Encendió la radio y se instaló para dar cuenta de aquel sucedáneo de comida. Mientras desenvolvía el chocolate sus pensamientos volaron de nuevo hacia Jerichau, el ladrón-mago que se sacaba cosas robadas de todos los bolsillos. ¿Dónde estaría ahora? Brindó por él con el café y le deseó que se encontrase a salvo.

A las ocho dieron las noticias por la radio. Esperaba que dijeran algo referente a ella, pero no fue así. Después del boletín comenzaron a emitir música; Suzanna dejó que sonase. Una vez hubo terminado el café, el chocolate y las galletas, se echó hacia atrás en el asiento y cerró los ojos dejándose arrullar por la música de jazz.

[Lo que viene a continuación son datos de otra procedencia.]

PR #33, opened 2022-03-24
Versioning and Dependabot

TonyXiang8787:


setup.py
```diff
@@ -75,7 +76,7 @@ def generate_build_ext(pkg_dir: str, pkg_name: str):
     # include-folders
     include_dirs = [
```
bramstoeller, line 77: Must these paths be strings, or can we use Path objects?

setup.py
```diff
@@ -89,29 +90,29 @@ def generate_build_ext(pkg_dir: str, pkg_name: str):
         ("EIGEN_MPL2_ONLY", "1"),  # only MPL-2 part of eigen3
         ("POWER_GRID_MODEL_USE_MKL_AT_RUNTIME", 1),  # use mkl runtime loading
     ]
+    pkg_bin_dir = pkg_dir / "src" / pkg_name
 
     # remove old extension build
-    shutil.rmtree(os.path.join(pkg_dir, "build"), ignore_errors=True)
+    shutil.rmtree(pkg_dir / "build", ignore_errors=True)
```
bramstoeller, line 96: Do we want to ignore errors? If we expect errors in some cases, it might be good to write some comments about the expected errors.

bramstoeller: Suggestions:
```python
build_dir = pkg_dir / "build"
if build_dir.exists():
    shutil.rmtree(build_dir)
```

setup.py
```diff
@@ -187,9 +178,14 @@ def convert_long_description(raw_readme: str):
         return re.sub(r"(\[[^\(\)\[\]]+\]\()((?!http)[^\(\)\[\]]+\))", f"\\1{url}\\2", raw_readme)
 
 
-def get_version(pkg_dir):
-    with open(os.path.join(pkg_dir, "VERSION")) as f:
+def get_version(pkg_dir: Path):
```
bramstoeller, line 181: According to mypy it is recommended to add the return type as well when you use typehinting (even if the return type is None). So either use no type hinting, or full type hinting.

setup.py
```diff
@@ -226,14 +246,15 @@ def build_pkg(setup_file, author, author_email, description, url):
...
     pkg_pip_name = "power-grid-model"
     pkg_name = pkg_pip_name.replace("-", "_")
-    with open(os.path.join(pkg_dir, "README.md")) as f:
+    with open(pkg_dir / "README.md") as f:
         long_description = f.read()
         long_description = convert_long_description(long_description)
-    with open(os.path.join(pkg_dir, "requirements.txt")) as f:
+    with open(pkg_dir / "requirements.txt") as f:
         required = f.read().splitlines()
         required = [x for x in required if "#" not in x]
```
bramstoeller, line 259: It is possible to add comments to your pip package, e.g.
```pip
fancypackage==1.2.3  # Use version pin until bug #42 is solved
```

So I would recommend to use `if lstrip(x) and lstrip(x)[0] != "#"`

bramstoeller (approved):
Approved, but please review my comments before merging and decide if you want to alter some some lines or leave it as is.

setup.py
TonyXiang8787: It has to be string.

setup.py
TonyXiang8787: What should you import for `strip`?

bramstoeller: Sorry, I meant `x.strip()`

bramstoeller (approved):

PR #52, opened 2022-04-27
Fix transformer case status

nitbharambe:
Signed-off-by: Nitish Bharambe <nitish.bharambe@alliander.com>


TonyXiang8787:
@nitbharambe  is this now ready for review?

tests/data/power_flow/pandapower/components/asymmetric/transformer/input.json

Se despertó pocos segundos después a causa de unos golpes en la ventanilla. Tras unos instantes de confusión tratando de averiguar dónde estaba, se despertó del todo y miró con el corazón hundido al uniforme que había al otro lado del cristal surcado de lluvia.

—Por favor, abra la puerta —le ordenó el policía.

Parecía que estaba solo. ¿Y si encendía el motor y sencillamente se marchaba de allí?, pensó Suzanna. Pero antes de que le diera tiempo a tomar una decisión, la puerta se abrió con brusquedad desde fuera.

—Salga —le dijo el hombre.

Suzanna obedeció. Al tiempo que salía del coche oyó el ruido de suelas sobre la grava por todas partes.

Contra el resplandor de neón, resaltaba la silueta de un hombre de pie.

—Sí —fue lo único que el hombre dijo; y de pronto otros tres hombres se acercaron a Suzanna y la rodearon. La muchacha estaba a punto de invocar al menstruum, pero aquella silueta se estaba aproximando con algo en la mano. Alguien le rompió una manga a Suzanna arrancándosela del brazo, y la muchacha sintió que una aguja se le clavaba en la piel. El cuerpo sutil se elevó, pero no con la suficiente rapidez. La voluntad de Suzanna comenzó a hacerse lenta y la visión se le estrechó hasta quedar reducida a un conducto semejante a un pozo. Y al final del mismo se hallaba la boca de Hobart. Suzanna se tambaleó hacia el hombre, excavando con los dedos el légamo de las paredes, mientras la bestia que se encontraba al fondo rugía sus hosannas.